Diagnosis and Treatment Guidelines for Helicobacter pylori Infection in Korea.
10.4166/kjg.2009.54.5.269
- Author:
Nayoung KIM
1
;
Jae J KIM
;
Yon Ho CHOE
;
Hyun Soo KIM
;
Jin Il KIM
;
In Sik CHUNG
Author Information
1. Department of Internal Medicine, Seoul National University College of Medicine, Seoul National University Bundang Hospital, Seongnam, Korea.
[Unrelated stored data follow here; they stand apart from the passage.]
PR #74, opened 2022-10-15
run jet and fix bugs

rafaqz:
JET found a bunch of places we were not checking for zero/one length geoms. After fixing it still complains about some as it doesn't seem to see the runtime check on `npoint` means the iterator will never return `nothing`.

```julia
# Run from the GeoInteface environment
julia> JET.report_package(GeoInterface)
...
═════ 3 possible errors found ═════
┌ @ /home/raf/.julia/dev/GeoInterface/src/interface.jl:125 GeoInterface.issimple(geomtrait(geom), geom)
│┌ @ /home/raf/.julia/dev/GeoInterface/src/fallbacks.jl:90 GeoInterface.allunique(Base.Generator(#23, 1 GeoInterface.:(:) GeoInterface.npoint(t, geom) GeoInterface.:- 1))
││┌ @ set.jl:408 Base.indexed_iterate(x, 1)
│││┌ @ tuple.jl:91 x = iterate(I)
││││ no matching method found `iterate(::Nothing)`: x = iterate(I::Nothing)::Union{}
│││└───────────────
││┌ @ set.jl:408 Base.indexed_iterate(x, 2, _6)
│││┌ @ tuple.jl:96 x = iterate(I, state)
││││ no matching method found `iterate(::Nothing, ::Int64)`: x = iterate(I::Nothing, state::Int64)::Union{}
│││└───────────────
┌ @ /home/raf/.julia/dev/GeoInterface/src/fallbacks.jl:122 GeoInterface.error(string("Conversion is enabled for type ", T, ", but not implemented. Please report this issue t
o the package maintainer."))
│┌ @ error.jl:35 error(::String)
││ may throw: Base.throw(Base.ErrorException(s::String)::ErrorException)::Union{}
│└───────────────

```

### DIFF
--- a/src/fallbacks.jl
+++ b/src/fallbacks.jl
@@ -85,7 +85,12 @@ npoint(::HexagonTrait, geom) = 6
 nring(::HexagonTrait, geom) = 1
 
 # TODO Only simple if it's also not intersecting itself, except for its endpoints
-issimple(t::AbstractCurveTrait, geom) = allunique((getpoint(t, geom, i) for i in 1:npoint(geom)-1)) && allunique((getpoint(t, geom, i) for i in 2:npoint(t, geom)))
+function issimple(t::AbstractCurveTrait, geom)
+    n = npoint(t, geom)
+    n > 1 || return true
+    allunique((getpoint(t, geom, i) for i in 1:n-1)) && 
+    allunique((getpoint(t, geom, i) for i in 2:n))
+end
 isclosed(t::AbstractCurveTrait, geom) = getpoint(t, geom, 1) == getpoint(t, geom, npoint(t, geom))
 isring(t::AbstractCurveTrait, geom) = issimple(t, geom) && isclosed(t, geom)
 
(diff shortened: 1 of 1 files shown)


yeesian (changes requested):
Thank you! Can we add a unit test such that the current code will fail and the new ode will pass?

rafaqz:
Sure. (I made 4 of these PR at once analysing Rasters.jl  so writing tests was not in the time budget)

rafaqz:
Additionally, testing this is not possible with the GeoInterface test types as they have set lengths. I think they need a rethink.

yeesian (approved):
Resolving my earlier comment about having tests in lieu of https://github.com/JuliaGeo/GeoInterface.jl/pull/75#issuecomment-1304783752, thank you for the discussion!

evetion:
I'm on the fence here, is this gonna change anything, like performance or inference? Both functions work as is, and will return the same answer (like the Any[] for coordinates).

rafaqz:
It will make performance worse unfortunately. 

I haven't merge because this is really the "what to do with zero length geometries" problem and its not even clear in most specs. So maybe we wait a little.

rafaqz:
Closing as this is really the "what to do with zero length geometries" problem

- Publication Type:Review ; English Abstract ; Practice Guideline
- Keywords:
Helicobactor pylori;
Diagnosis;
Treatment;
Guideline
- MeSH:
Amoxicillin/therapeutic use;
Antacids/therapeutic use;
Anti-Infective Agents/therapeutic use;
Bismuth/therapeutic use;
Breath Tests;
Clarithromycin/therapeutic use;
Enzyme-Linked Immunosorbent Assay;
Gastroscopy;
Helicobacter Infections/*diagnosis/*drug therapy;
*Helicobacter pylori;
Humans;
Metronidazole/therapeutic use;
Peptic Ulcer/diagnosis;
Proton Pump Inhibitors/therapeutic use;
Stomach Neoplasms/diagnosis;
Tetracycline/therapeutic use
- From:The Korean Journal of Gastroenterology
2009;54(5):269-278
- CountryRepublic of Korea
- Language:Korean
-
Abstract:
Eleven years has passed since the guideline of the Korean College of Helicobacter and Upper Gastrointestinal Research group for H. pyori infection was produced in 1998. During this period the research for H. pyori has much progressed that H. pyori is now regarded as the major cause of gastric cancer. The seroprevalence of H. pyori in Korea was found to be decreased especially below the age of 40's and in the area of Seoul.Gyeonggi province, and annual reinfection rate of H. pyori has decreased up to 2.94%. In the aspect of diagnostic tests of H. pyori the biopsy is recommended in the body instead of antrum in the subjects with atrophic gastritis and/or intestinal metaplasia for the modified Giemsa staining or Warthin Starry silver staining. The urea breath test is the test of choice to confirm eradication when follow-up endoscopy is not necessary. Definite indication for H. pyori eradication is early gastric cancer in addition to the previous indications of peptic ulcer including scar and Marginal zone B cell lymphoma (MALT type). Treatment is also recommended for the relatives of gastric cancer patient, unexplained iron deficiency anemia, and chronic idiopathic thrombocytopenic purpura. One or two week treatment of proton pump inhibitor (PPI) based triple therapy consisting of one PPI and two antibiotics, clarithromycin and amoxicillin, is recommended as the first line treatment regimen. In the case of treatment failure, one or two weeks of quadruple therapy (PPI+metronidazole+tetracycline+bismuth) is recommended. Herein, Korean College of Helicobactor and Upper Gastrointestinal Research proposes a diagnostic and treatment guideline based on currently available evidence.